What happens when you give your computer a $50 monthly budget and access to your Amazon account? Game designer Darius Kazemi created a program to help escape the predictive you want this, don’t you algorithms of online stores and the first thing it sent him was a CD of Hungarian music and a book by Noam Chomsky.
“I like the idea of being forced to consume things outside of what these large corporations like Amazon think I want to consume,” Kazemi tells The Verge. To that end, he created his own counter-algorithm to try to outfox Amazon, although he limited its purchases to media such as books and CDs so he wouldn’t end up with a bunch of spare parts.
Kazemi says on his blog that the idea was inspired from the delight caused by receiving a backordered item in the mail. Having forgotten you ordered it in the first place, it’s like buying yourself a present. Except he decided to make things more interesting by making that present random.

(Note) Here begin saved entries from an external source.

PR #241, opened 2023-10-02
pallet_stream: double map to provide latest state for a given 'identifer:hash'

amarts:
This is a sample on adding a doublemap to get the status of given hash / digest.

### DIFF
--- a/pallets/stream/src/lib.rs
+++ b/pallets/stream/src/lib.rs
@@ -78,8 +78,8 @@ pub mod pallet {
 	pub type StreamEntryOf<T> =
 		StreamEntry<StreamDigestOf<T>, StreamCreatorIdOf<T>, SchemaIdOf, RegistryIdOf>;
 	/// Type for the stream digest entity
-	pub type StreamAttestationEntryOf<T> =
-		StreamAttestationEntry<StreamCreatorIdOf<T>, StreamRevokedByIdOf<T>, StatusOf>;
+	pub type AttestationDetailsOf<T> =
+		AttestationDetails<StreamCreatorIdOf<T>, StreamRevokedByIdOf<T>, StatusOf>;
 	/// Type for the stream commits
 	pub type StreamCommitsOf<T> = StreamCommit<
 		StreamCommitActionOf,
@@ -149,7 +149,7 @@ pub mod pallet {
 		StreamIdOf,
 		Blake2_128Concat,
 		StreamDigestOf<T>,
-		StreamAttestationEntryOf<T>,
+		AttestationDetailsOf<T>,
 		OptionQuery,
 	>;
 
@@ -295,7 +295,7 @@ pub mod pallet {
 			<Attestations<T>>::insert(
 				&identifier,
 				stream_digest,
-				StreamAttestationEntryOf::<T> {
+				AttestationDetailsOf::<T> {
 					creator: creator.clone(),
 					revoked_by: None,
 					revoked: false,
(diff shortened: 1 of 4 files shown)


amarts:
wanted to dust-off my coding on cord. @smohan-dw I thought having just the status is good enough in this query, as identifier's query would be having all the other details. This will make verification proper IMO.

Yet to test, but meantime wanted feedback if I am very much off the track.

Updates #239

pallets/stream/src/lib.rs
```diff
@@ -267,12 +281,14 @@ pub mod pallet {
...
 					digest: stream_digest,
 					creator: creator.clone(),
-					schema: schema_id,
+					schema: schema_id.clone(),
 					registry: registry_id,
 					revoked: false,
 				},
 			);
 
+			<UniqueStreams<T>>::insert(&identifier, stream_digest, false);
```
smohan-dw: +1. this can become the revocation registry as well. We can think of removing the revoke field from the StreamEntry and make this structure the state proof.

roynrishingha (commented):
@amarts is not this PR same as my PR?

amarts:
Similar, not same. 

Changes:

* Structure of what is stored.
* No extra fetch for digest, and reuse the existing.
* Handle all cases for keeping the <identity:hash> key's status up-to-date.

pallets/stream/src/lib.rs
amarts: True. Just that we have to make it clear, (or do 2 queries from SDK) that one is state check, and another is identifier latest details check.

amarts: moved 'creator' and 'revoked_by' also into the structure.

amarts:
Few updates:

* Name the storage as 'Attestations'.
* Add 'creator' and 'revoked_by' fields into attestation, as they can be different accounts which can be performing operations on same identifiers.
* Removed 'revoked' flag from Identifier (which means, the query should change in cord.js verification methods.
* stream::remove(), removes all entries in the given identifier.

pallets/stream/src/lib.rs
```diff
@@ -135,6 +140,20 @@ pub mod pallet {
...
+	/// It maps from a stream identifier and hash to its details.
+	#[pallet::storage]
+	#[pallet::getter(fn attestations)]
+	pub type Attestations<T> = StorageDoubleMap<
+		_,
+		Twox64Concat,
+		StreamIdOf,
+		Blake2_128Concat,
+		StreamDigestOf<T>,
+		StreamAttestationEntryOf<T>,
```
smohan-dw: This can be StreamEnty (or rename it to AttestationDetails). With that, We can change Streams to StreamIdentifier, which maps an identifier to the latest digest.

amarts: updated this. 

Other storage update IMO can come in as separate PR. So, that review will be cleaner.

roynrishingha (dismissed):

roynrishingha (approved):

smohan-dw:
LGTM. Please hold the merge for a few hours. Almost completing the SDK update

smohan-dw (commented):
LGTM. We should get the SDK updated before the merge. SDK changes are required as the storage parameters are changed.

amarts:
> LGTM. Please hold the merge for a few hours. Almost completing the SDK update

@smohan-dw done - https://github.com/dhiway/cord.js/pull/132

Genuinely random recommendations are remarkably hard to find on the web right now. Any given Amazon search is filtered by your history on the site, your purchases, the purchases of demographically similar users, a general popularity index, and countless other data sources. Recommendation engines like this are working their magic on most of the web’s big databases, from Google and Amazon to Pandora, Netflix, YouTube, eBay, and so on.
This system is great at sending junk to its rightful place at bottom of your search results, but the top of the list can feel airless and boring. If, based on your first six months of purchasing, Amazon’s algorithm decides you aren’t the kind of person who likes free jazz, you might never know what you’re missing. Apply the same rules over dozens of sites, and it’s easy to see how the experience could get claustrophobic. The buzzword for this is “filter bubble,” what’s left when everything unexpected has been whittled away by algorithms. To put it more simply, these programs just weren’t built for surprises.